→ WHAT TO WORK ON: Across the records below, how many lines contain the string "explicitly"? Give the number by itself.

EXTRACTED INFORMATION section start

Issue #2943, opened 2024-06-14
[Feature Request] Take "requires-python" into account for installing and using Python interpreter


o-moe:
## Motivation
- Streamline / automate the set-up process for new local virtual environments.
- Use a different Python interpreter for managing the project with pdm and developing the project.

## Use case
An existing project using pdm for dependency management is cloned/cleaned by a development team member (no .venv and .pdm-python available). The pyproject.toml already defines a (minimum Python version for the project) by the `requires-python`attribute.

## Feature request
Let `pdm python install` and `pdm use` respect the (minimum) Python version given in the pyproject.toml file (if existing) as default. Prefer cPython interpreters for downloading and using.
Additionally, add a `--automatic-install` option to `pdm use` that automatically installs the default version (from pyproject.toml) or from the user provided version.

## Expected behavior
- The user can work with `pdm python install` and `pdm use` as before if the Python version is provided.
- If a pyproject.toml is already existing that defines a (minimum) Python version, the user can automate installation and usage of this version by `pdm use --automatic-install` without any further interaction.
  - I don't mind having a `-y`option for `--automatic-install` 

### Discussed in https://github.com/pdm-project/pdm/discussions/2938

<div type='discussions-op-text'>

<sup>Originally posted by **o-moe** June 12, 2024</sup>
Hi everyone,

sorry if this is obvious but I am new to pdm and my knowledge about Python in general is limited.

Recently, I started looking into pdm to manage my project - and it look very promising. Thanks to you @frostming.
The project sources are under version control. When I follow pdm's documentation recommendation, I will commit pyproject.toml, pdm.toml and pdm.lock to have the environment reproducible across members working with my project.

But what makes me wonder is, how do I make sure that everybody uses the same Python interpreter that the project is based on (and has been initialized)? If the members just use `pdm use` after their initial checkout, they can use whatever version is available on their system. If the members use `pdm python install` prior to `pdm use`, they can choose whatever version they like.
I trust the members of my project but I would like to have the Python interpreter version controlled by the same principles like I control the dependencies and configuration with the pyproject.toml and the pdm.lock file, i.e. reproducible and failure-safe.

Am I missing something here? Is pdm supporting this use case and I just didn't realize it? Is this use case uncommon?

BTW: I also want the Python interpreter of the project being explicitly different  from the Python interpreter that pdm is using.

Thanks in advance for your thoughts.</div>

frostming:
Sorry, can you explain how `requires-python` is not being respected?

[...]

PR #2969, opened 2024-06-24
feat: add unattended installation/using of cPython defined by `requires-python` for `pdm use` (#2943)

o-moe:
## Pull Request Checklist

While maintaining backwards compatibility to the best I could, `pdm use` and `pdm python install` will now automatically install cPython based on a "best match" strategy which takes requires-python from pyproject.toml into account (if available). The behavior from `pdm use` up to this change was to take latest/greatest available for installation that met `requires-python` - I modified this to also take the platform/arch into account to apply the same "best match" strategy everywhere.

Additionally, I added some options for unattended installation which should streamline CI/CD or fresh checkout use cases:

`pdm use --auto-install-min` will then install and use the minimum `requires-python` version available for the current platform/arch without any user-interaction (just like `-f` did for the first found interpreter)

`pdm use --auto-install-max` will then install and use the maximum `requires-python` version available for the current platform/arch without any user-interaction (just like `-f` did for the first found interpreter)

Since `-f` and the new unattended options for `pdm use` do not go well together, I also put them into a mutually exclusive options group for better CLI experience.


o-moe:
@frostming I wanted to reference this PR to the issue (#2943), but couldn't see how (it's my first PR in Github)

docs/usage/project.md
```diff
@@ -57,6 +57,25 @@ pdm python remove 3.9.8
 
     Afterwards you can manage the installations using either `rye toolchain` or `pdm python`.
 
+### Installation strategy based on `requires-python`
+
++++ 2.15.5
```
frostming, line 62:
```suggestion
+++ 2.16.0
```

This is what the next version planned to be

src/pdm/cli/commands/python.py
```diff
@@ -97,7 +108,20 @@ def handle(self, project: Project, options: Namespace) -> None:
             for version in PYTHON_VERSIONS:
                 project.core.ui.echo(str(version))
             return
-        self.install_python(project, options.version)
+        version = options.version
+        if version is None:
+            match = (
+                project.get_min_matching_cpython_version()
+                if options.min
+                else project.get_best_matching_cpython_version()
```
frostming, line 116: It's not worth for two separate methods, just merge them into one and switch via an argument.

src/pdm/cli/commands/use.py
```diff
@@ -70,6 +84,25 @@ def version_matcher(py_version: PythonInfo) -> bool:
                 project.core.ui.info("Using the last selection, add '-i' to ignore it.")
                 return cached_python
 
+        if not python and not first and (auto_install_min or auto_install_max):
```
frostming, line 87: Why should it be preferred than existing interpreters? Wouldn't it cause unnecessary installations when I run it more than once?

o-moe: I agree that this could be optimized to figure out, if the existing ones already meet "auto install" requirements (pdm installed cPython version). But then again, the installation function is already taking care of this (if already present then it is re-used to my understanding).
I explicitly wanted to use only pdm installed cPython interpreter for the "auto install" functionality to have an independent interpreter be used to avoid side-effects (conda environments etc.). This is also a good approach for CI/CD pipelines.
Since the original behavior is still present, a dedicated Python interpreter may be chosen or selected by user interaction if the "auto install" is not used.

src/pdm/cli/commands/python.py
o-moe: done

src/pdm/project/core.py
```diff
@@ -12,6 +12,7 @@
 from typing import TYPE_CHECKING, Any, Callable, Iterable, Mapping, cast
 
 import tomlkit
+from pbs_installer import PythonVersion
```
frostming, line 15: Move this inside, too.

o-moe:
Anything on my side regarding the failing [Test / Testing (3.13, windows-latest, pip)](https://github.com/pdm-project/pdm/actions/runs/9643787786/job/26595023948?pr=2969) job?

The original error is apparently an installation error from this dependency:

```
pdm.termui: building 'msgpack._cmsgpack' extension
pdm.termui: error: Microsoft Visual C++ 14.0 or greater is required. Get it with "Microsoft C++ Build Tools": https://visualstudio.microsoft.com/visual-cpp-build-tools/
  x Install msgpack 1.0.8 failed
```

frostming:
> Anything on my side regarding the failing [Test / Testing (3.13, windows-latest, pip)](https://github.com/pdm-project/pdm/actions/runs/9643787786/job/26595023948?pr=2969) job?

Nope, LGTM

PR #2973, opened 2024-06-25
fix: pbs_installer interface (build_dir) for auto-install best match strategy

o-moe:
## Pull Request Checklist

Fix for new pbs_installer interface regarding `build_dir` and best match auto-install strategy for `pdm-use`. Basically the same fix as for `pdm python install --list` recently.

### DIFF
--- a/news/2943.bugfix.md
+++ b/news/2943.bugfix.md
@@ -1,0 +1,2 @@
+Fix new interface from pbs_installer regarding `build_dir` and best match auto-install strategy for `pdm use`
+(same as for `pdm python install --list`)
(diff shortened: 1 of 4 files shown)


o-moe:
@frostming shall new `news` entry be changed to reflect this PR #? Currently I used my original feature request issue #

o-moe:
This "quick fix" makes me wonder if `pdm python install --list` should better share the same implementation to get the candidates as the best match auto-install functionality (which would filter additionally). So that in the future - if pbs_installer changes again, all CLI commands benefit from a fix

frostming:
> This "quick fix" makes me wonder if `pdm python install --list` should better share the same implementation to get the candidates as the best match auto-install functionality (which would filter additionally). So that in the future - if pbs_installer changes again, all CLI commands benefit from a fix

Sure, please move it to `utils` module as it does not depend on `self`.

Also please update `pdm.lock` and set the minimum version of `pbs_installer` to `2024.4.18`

EXTRACTED INFORMATION section end

→ SOLUTION TO THE EXERCISE: 2